• **Work to be completed**
If a line includes "inconsistency", copy it out of the entries.

--- Source data ---

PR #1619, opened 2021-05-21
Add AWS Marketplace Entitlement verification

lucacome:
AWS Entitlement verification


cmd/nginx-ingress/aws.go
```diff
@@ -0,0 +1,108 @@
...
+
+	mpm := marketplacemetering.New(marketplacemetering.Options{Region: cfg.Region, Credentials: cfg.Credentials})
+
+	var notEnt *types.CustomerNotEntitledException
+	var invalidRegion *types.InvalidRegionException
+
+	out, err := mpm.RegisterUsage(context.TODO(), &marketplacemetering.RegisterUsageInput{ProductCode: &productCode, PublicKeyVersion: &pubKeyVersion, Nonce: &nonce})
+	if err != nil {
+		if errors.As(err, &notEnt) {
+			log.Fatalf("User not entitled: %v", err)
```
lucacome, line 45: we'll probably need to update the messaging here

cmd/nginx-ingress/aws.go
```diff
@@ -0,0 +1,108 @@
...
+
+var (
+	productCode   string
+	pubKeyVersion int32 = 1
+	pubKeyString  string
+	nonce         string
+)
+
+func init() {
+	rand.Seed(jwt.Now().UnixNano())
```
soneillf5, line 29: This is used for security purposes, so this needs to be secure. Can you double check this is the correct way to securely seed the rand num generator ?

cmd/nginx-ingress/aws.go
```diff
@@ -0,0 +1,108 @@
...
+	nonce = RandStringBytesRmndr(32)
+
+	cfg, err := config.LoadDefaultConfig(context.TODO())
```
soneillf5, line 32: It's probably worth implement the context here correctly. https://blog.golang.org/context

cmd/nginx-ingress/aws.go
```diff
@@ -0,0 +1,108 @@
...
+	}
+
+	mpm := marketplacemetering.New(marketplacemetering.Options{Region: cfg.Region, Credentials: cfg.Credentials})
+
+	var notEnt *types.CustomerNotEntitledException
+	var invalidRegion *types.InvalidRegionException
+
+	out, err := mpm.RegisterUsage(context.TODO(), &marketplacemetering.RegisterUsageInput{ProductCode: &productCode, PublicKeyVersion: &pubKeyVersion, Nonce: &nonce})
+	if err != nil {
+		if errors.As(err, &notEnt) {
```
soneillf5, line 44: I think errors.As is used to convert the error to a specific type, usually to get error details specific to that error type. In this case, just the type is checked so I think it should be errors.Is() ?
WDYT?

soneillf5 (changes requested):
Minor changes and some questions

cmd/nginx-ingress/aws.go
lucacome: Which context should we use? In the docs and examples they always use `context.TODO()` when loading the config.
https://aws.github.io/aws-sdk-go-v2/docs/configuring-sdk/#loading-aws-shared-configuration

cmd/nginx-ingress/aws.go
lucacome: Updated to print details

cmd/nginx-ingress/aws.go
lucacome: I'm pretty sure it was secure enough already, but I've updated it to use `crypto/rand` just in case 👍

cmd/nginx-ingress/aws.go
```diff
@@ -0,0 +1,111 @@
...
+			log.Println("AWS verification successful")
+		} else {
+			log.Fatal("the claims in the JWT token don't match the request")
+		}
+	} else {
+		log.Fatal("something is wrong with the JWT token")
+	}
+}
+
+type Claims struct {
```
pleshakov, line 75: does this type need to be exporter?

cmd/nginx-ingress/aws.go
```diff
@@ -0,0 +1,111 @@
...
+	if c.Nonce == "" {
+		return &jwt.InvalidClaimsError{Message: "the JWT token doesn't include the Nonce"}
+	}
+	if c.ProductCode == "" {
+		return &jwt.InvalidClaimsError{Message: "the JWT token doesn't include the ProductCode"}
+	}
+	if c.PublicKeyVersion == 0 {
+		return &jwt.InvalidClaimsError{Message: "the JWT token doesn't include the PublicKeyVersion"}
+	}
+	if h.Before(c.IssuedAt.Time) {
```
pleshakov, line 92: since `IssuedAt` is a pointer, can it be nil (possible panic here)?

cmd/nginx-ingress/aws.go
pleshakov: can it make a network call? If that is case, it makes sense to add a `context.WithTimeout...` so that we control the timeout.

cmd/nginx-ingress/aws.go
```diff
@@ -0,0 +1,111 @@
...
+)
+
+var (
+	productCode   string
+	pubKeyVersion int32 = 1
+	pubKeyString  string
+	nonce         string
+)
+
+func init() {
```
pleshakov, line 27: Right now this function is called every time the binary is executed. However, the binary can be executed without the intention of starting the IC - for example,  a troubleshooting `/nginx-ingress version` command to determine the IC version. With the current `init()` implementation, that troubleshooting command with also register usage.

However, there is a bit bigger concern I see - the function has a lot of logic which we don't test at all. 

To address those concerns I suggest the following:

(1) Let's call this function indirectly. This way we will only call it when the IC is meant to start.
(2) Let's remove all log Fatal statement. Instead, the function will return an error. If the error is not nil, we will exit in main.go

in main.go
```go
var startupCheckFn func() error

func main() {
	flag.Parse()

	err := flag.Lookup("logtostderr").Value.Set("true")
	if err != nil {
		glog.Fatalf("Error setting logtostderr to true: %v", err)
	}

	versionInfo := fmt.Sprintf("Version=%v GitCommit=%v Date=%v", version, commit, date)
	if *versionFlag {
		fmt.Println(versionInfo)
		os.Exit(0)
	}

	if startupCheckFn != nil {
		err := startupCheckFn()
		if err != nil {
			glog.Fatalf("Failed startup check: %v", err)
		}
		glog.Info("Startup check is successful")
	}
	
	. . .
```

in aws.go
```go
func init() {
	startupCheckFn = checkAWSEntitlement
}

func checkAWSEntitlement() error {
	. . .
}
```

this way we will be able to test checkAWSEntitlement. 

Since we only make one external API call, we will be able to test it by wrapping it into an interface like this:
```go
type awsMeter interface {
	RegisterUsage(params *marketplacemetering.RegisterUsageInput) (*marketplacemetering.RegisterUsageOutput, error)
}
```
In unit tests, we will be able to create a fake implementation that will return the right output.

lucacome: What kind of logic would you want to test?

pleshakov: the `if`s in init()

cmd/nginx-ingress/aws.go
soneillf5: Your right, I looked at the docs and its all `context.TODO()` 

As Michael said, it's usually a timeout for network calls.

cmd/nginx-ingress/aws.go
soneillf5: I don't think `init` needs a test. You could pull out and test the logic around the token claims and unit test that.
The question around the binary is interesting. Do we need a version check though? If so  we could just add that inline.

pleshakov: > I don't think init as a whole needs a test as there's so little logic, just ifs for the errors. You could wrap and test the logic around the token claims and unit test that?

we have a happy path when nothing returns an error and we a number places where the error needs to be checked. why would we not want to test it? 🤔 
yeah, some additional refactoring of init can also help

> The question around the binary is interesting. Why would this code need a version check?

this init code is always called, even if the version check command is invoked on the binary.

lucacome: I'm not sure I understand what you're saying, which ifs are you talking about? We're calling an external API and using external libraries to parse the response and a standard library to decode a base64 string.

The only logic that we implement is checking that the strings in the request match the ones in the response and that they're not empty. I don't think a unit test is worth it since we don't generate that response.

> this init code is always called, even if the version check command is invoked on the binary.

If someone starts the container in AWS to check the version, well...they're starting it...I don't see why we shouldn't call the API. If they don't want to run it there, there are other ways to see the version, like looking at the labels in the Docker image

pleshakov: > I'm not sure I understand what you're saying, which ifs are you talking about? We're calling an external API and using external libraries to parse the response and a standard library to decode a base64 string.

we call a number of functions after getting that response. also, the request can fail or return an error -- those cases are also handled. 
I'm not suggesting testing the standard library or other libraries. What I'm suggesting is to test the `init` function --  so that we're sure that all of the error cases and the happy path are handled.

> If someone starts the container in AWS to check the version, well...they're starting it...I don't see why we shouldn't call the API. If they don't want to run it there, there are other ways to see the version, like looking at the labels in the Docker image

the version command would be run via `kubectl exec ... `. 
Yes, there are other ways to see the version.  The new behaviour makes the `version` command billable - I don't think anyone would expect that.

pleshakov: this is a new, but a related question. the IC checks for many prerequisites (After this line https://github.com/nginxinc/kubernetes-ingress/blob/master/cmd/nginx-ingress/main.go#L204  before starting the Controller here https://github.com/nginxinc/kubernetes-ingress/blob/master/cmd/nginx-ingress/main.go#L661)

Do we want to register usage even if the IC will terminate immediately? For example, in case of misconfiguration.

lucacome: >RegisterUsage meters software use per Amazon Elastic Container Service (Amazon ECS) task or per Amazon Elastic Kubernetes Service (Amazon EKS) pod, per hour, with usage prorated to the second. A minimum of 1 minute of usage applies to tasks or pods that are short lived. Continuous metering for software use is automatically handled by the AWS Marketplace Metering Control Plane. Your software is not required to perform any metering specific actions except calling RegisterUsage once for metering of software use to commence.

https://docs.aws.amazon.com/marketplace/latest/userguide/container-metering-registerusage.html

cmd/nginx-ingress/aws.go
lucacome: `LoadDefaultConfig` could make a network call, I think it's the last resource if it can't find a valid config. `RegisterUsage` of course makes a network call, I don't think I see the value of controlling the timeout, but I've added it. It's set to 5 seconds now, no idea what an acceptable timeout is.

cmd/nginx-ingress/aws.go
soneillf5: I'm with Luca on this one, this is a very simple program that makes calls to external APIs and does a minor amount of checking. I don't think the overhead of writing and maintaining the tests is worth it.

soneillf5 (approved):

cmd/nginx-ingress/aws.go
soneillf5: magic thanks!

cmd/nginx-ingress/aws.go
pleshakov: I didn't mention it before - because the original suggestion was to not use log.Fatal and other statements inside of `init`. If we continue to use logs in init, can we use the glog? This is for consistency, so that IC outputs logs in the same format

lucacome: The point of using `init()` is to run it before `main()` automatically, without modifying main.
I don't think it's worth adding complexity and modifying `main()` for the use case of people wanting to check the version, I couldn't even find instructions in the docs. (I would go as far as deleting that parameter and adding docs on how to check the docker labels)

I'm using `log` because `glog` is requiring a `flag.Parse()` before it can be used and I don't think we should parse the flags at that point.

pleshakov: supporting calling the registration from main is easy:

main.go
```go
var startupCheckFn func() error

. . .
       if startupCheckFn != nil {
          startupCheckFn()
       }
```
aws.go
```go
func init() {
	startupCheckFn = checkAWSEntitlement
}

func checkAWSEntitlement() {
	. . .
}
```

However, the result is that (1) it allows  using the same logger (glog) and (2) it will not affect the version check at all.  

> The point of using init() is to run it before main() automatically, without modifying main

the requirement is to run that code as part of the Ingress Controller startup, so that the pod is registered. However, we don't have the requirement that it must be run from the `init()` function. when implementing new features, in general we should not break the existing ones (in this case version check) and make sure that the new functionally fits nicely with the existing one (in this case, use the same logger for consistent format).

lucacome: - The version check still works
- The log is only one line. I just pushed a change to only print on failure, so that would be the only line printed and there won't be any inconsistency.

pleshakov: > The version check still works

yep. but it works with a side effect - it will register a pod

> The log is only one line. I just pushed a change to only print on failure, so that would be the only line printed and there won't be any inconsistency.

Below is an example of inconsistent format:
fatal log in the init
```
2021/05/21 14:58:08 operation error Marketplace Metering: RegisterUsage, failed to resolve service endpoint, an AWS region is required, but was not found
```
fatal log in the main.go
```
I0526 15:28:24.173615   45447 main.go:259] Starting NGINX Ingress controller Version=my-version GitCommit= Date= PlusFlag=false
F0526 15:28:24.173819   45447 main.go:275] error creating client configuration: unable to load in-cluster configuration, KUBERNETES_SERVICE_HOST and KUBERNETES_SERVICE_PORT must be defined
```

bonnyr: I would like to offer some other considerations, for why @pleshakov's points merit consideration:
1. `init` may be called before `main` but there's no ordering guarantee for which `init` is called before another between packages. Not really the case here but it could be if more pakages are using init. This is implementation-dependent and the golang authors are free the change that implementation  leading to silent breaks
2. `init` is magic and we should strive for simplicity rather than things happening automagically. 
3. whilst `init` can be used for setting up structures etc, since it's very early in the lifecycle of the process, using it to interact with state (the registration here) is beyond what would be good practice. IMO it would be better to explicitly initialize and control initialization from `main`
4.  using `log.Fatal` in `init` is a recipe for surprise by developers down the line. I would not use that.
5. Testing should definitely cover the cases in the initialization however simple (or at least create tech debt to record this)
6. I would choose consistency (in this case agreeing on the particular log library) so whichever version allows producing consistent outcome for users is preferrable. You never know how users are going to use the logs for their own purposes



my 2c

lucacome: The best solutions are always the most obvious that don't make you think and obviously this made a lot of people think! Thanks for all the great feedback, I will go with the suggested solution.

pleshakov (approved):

---

• **Your solution**
- The log is only one line. I just pushed a change to only print on failure, so that would be the only line printed and there won't be any inconsistency.
> The log is only one line. I just pushed a change to only print on failure, so that would be the only line printed and there won't be any inconsistency.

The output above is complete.